Please write out, exactly, every line of the listing from its first line through the one that includes "The monadEventStream topic".

## Input records
= = = = =
PR #1802, opened 2025-05-19
RPC websocket support 

philipglazman:
Adds eth_subscribe and eth_unsubscribe for logs, monadLogs, newHeads, monadNewHeads, and monadEventStream.

The monadEventStream topic is experimental and was included in order to help Tenderly get started with the event system quickly.  The current thinking is that this topic will be removed once the websocket feature is ready for production.

Commit [1fd8df5](https://github.com/category-labs/monad-bft/pull/1802/commits/1fd8df5088be21189460c01b0410826f92424629) is also subject to change with an on-going rewrite the execution events reader. For reviewers, please only review files changes in the `monad-rpc` directory.

Flexnet tests: https://github.com/category-labs/monad-integration/pull/204

### DIFF
--- a/monad-rpc/src/websocket_server.rs
+++ b/monad-rpc/src/websocket_server.rs
@@ -40,7 +40,10 @@ pub enum Event {
 }
 
 impl WebSocketServer {
-    pub fn new(rx: flume::Receiver<PollResult>, broadcaster: tokio::sync::broadcast::Sender<Event>) -> Self {
+    pub fn new(
+        rx: flume::Receiver<PollResult>,
+        broadcaster: tokio::sync::broadcast::Sender<Event>,
+    ) -> Self {
         Self {
             rx,
             block_builder: BlockBuilder::new(),
@@ -90,27 +93,37 @@ impl WebSocketServer {
                             outcome,
                         } = &event
                         {
-                            if let ConsensusStateResult::Finalization {
-                                finalized_proposal: _,
-                                abandoned_proposals,
-                            } = self.consensus_state_tracker.update_proposal(
+                            match self.consensus_state_tracker.update_proposal(
                                 proposal_meta.block_number,
                                 &proposal_meta.id,
                                 *outcome,
                             ) {
-                                for abandoned in abandoned_proposals {
+                                ConsensusStateResult::Finalization {
+                                    finalized_proposal: _,
+                                    abandoned_proposals,
+                                } => {
+                                    for abandoned in abandoned_proposals {
+                                        self.process_block_update(
+                                            &abandoned.user_data,
+                                            ReferendumOutcome::Abandoned,
+                                        )
+                                        .await;
+                                        self.process_event_stream_item(
+                                            StreamEvent::AbandonedProposal {
+                                                proposal_meta: abandoned.proposal_meta,
+                                            },
+                                        )
+                                        .await;
+                                    }
+                                }
+                                ConsensusStateResult::Verification(verified_proposal) => {
                                     self.process_block_update(
-                                        &abandoned.user_data,
-                                        ReferendumOutcome::Abandoned,
-                                    )
-                                    .await;
-                                    self.process_event_stream_item(
-                                        StreamEvent::AbandonedProposal {
-                                            proposal_meta: abandoned.proposal_meta,
-                                        },
+                                        &verified_proposal.user_data,
+                                        ReferendumOutcome::Advanced(*outcome),
                                     )
                                     .await;
                                 }
+                                _ => {}
                             }
 
                             if let Some(opt_proposal_state) = self
--- a/monad-rpc/src/websocket.rs
+++ b/monad-rpc/src/websocket.rs
@@ -725,7 +725,8 @@ mod tests {
     }
 
     fn create_test_server(rx_exec_events: Receiver<PollResult>) -> actix_test::TestServer {
-        let (websocket_broadcast_tx, websocket_broadcast_rx) = tokio::sync::broadcast::channel::<Event>(10_000);
+        let (websocket_broadcast_tx, websocket_broadcast_rx) =
+            tokio::sync::broadcast::channel::<Event>(10_000);
 
         let ws_server = WebSocketServer::new(rx_exec_events, websocket_broadcast_tx.clone());
         tokio::spawn(async move {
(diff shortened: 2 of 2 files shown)


monad-rpc/src/eth_json_types.rs
```diff
@@ -459,6 +463,114 @@ impl Default for BlockTagOrHash {
...
+    Voted,
+    Finalized,
+    Verified,
+    Abandoned,
+}
+
+#[derive(Clone, Debug, Deserialize, Serialize)]
+pub struct SpeculativeNewHead {
+    #[serde(flatten)]
+    pub header: alloy_rpc_types::eth::Header,
```
eerkaijun, line 536: nit: already imported, can just be `Header`

monad-rpc/src/eth_json_types.rs
```diff
@@ -459,6 +463,114 @@ impl Default for BlockTagOrHash {
...
+    pub block_id: BlockId,
+    pub commit_state: BlockCommitState,
+}
+
+#[derive(Clone, Debug, Deserialize, Serialize)]
+pub struct SpeculativeLog {
+    #[serde(flatten)]
+    pub log: alloy_rpc_types::eth::Log,
```
eerkaijun, line 544: nit: can just be `Log`

monad-rpc/src/websocket_server.rs
```diff
@@ -0,0 +1,313 @@
...
+            total_difficulty: Some(difficulty),
+            size: Some(U256::ZERO),
+        };
+        let mut rpc_txns: Vec<alloy_rpc_types::eth::Transaction> = Vec::new();
+        for txn_info in block_update.transactions.iter() {
+            assert!(txn_info.is_some());
+            if let Some(txn_info) = txn_info {
+                let eff_gas_price = txn_info
+                    .txn_envelope
+                    .effective_gas_price(rpc_header.base_fee_per_gas.clone().take());
```
eerkaijun, line 219: I _think_ this can just be `.effective_gas_price(rpc_header.base_fee_per_gas);`

monad-rpc/src/websocket_server.rs
```diff
@@ -0,0 +1,313 @@
...
+        let rpc_header = alloy_rpc_types::eth::Header {
+            hash: block_hash,
+            inner: block_update.eth_header.clone(),
+            total_difficulty: Some(difficulty),
+            size: Some(U256::ZERO),
+        };
+        let mut rpc_txns: Vec<alloy_rpc_types::eth::Transaction> = Vec::new();
+        for txn_info in block_update.transactions.iter() {
+            assert!(txn_info.is_some());
+            if let Some(txn_info) = txn_info {
```
eerkaijun, line 216: can this be written something like
```
let rpc_txns: Vec<_> = block_update
    .transactions
    .iter()
    .filter_map(|txn_info| {
        ...
    })
    .collect();
```

this should remove the nested if

monad-rpc/src/websocket_server.rs
```diff
@@ -0,0 +1,313 @@
...
+                    transaction_index: Some(txn_info.txn_index),
+                    effective_gas_price: Some(eff_gas_price),
+                    from: txn_info.sender,
+                });
+            }
+        }
+
+        let block = alloy_rpc_types::eth::Block {
+            header: rpc_header,
+            uncles: vec![], // TODO(ken): not currently available, only historical?
```
eerkaijun, line 233: uncles won't exist in monad

monad-exec-events/src/block_builder.rs
```diff
@@ -0,0 +1,893 @@
...
+/// Collection of all event information aggregated during the execution
+/// of a single block
+#[derive(Clone, Debug, Eq, PartialEq, serde::Serialize, serde::Deserialize)]
+pub struct ExecutedBlockInfo {
+    pub consensus_state: ConsensusState,
+    pub proposal_meta: ProposalMetadata,
+    pub chain_id: alloy_primitives::ChainId,
+    pub eth_header: alloy_consensus::Header,
+    pub eth_block_hash: B256,
+    pub transactions: Vec<Option<TransactionInfo>>,
```
eerkaijun, line 68: probably out of scope of this PR but curious why is this `Vec<Option<TransactionInfo>>` instead of `Vec<TransactionInfo>`?

monad-rpc/src/websocket_server.rs
```diff
@@ -0,0 +1,313 @@
...
+        };
+
+        // Create a list of logs
+        let mut log_idx = 0;
+        let logs: Vec<alloy_rpc_types::Log> = block_update
+            .transactions
+            .iter()
+            .filter_map(|txn| {
+                // If the transaction is None, we can skip it.
+                let (receipt, tx_id, tx_index) = match txn {
```
eerkaijun, line 245: under what scenario will transaction be None?

monad-rpc/src/websocket_server.rs
```diff
@@ -0,0 +1,313 @@
...
+                        txn.txn_index,
+                    ),
+                    None => return None,
+                };
+
+                let filtered_logs: Vec<alloy_primitives::Log> =
+                    receipt.logs().to_owned().into_iter().collect();
+
+                let rpc_logs = filtered_logs
+                    .into_iter()
```
eerkaijun, line 258: we can simplify this to
```
let rpc_logs = receipt
    .logs()
    .to_owned()
    .into_iter()
    .....
```

and remove `filtered_logs`

monad-exec-events/src/block_builder.rs
andr-dev: It has to do with the ordering of events coming on the event ring. Essentially, the guarantees are that after seeing a BlockStart, you'll get a stream of tx events and then finally a BlockEnd. Each tx write is scheduled on a separate fiber so it's possible (and highly likely) that you'll see txs "out of order" within a block. By using Vec<Option<...>>, we can check on the final BlockEnd that we actually got an event for every tx. This will be made more clear after the event ring API refactor.

monad-rpc/src/websocket_server.rs
andr-dev: If the tx is None, that means there was a bug in execution / event ring. This will be asserted internally in the new block builder so it doesn't get polluted outside the library.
= = = = =
## Exercise answer
PR #1802, opened 2025-05-19
RPC websocket support 

philipglazman:
Adds eth_subscribe and eth_unsubscribe for logs, monadLogs, newHeads, monadNewHeads, and monadEventStream.

The monadEventStream topic is experimental and was included in order to help Tenderly get started with the event system quickly.  The current thinking is that this topic will be removed once the websocket feature is ready for production.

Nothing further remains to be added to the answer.